I particularly like the way that music has come around. In my time, musicians were about making records, and then they toured to promote those records. That’s how it worked for rock’n’roll. But the record business collapsed under its own weight, so now musicians have returned to live performances as their main outlet, their main way to make a living.
BTL: How did you approach mixing the music in the movie?
Lievsay: There were three primary types of music: one was the score, two was Ma Rainey’s songs, and three was everything else. We got into a sort of convention where “reverb” connotes “memory,” which is a common treatment. In a way it’s the gold standard for letting the audience know, “This is a memory.”
When Ma sings “Those Dogs of Mine” to Dussie Mae [played by Taylour Paige], her voice is up close and clear, but the piano’s quite reverb-y, as if it’s happening in her head, or at least not in the same room. So it’s clear that there wasn’t anybody sitting in the room playing the piano while she’s singing her a cappella part.
Once we had established that, it became a slightly symbolic approach that the music that wasn’t Ma was kind of reverberant. I personally wanted it to sound like it was in a large room like a music hall or small auditorium.

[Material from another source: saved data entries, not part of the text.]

PR #466, opened 2023-08-03
[NOID] Fix potential ApocConfigTest issues by using a separate conf file for command expansion

gem-neo4j:
I had seen a test failure due to the commands being seen when the apocConf was used elsewhere, so this makes sure that this test reads a special file instead.

### DIFF
--- a/common/src/test/java/apoc/ApocConfigTest.java
+++ b/common/src/test/java/apoc/ApocConfigTest.java
@@ -18,19 +18,11 @@
  */
 package apoc;
 
-import com.google.common.collect.Sets;
-import org.assertj.core.api.Assertions;
 import org.junit.Before;
 import org.junit.Test;
 
 import java.io.File;
-import java.io.FileWriter;
-import java.io.IOException;
-import java.io.PrintWriter;
-import java.nio.file.Files;
-import java.nio.file.attribute.PosixFilePermission;
 import java.util.Collections;
-import java.util.Set;
 
 import org.neo4j.configuration.Config;
 import org.neo4j.configuration.GraphDatabaseSettings;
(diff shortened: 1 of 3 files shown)


common/src/test/java/apoc/ApocConfigTest.java
```diff
@@ -76,7 +77,8 @@ public void setup() throws Exception {
         when(neo4jConfig.expandCommands()).thenReturn(true);
 
         apocConfigFile = new File(getClass().getClassLoader().getResource("apoc.conf").toURI());
-        Files.setPosixFilePermissions(apocConfigFile.toPath(), permittedFilePermissionsForCommandExpansion);
+        apocConfigCommandExpansionFile = new File(getClass().getClassLoader().getResource("apoc-config-command-expansion/apoc.conf").toURI());
```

I got a sound going that made me feel like I was in a church.
BTL: There’s an actual Ma Rainey song playing over the closing credits.
Lievsay: Yes, that was a real recording. I did work on that a bit, I tried to descratch it to make it a little less harsh. 78s have a sound. I always think of Enrico Caruso records when I think of 78s, which reminds me why I don’t like opera.
BTL: There’s a point where a white jazz band interprets one of Green’s compositions. It’s not nearly as good as what Green was doing.
Lievsay: That was quite easy to do, honestly. I treated it like the other recordings, but I made it more basic and elemental. The room sounds that I had made for the band’s recordings, I got rid of those and made it a little flatter, more like a ham radio type of thing. I didn’t go into a whole filtering thing — we didn’t go that far. It’s still a live recording in a room, whether it’s going to be on a 78 or not.
Ma Rainey’s Black Bottom is now playing on Netflix.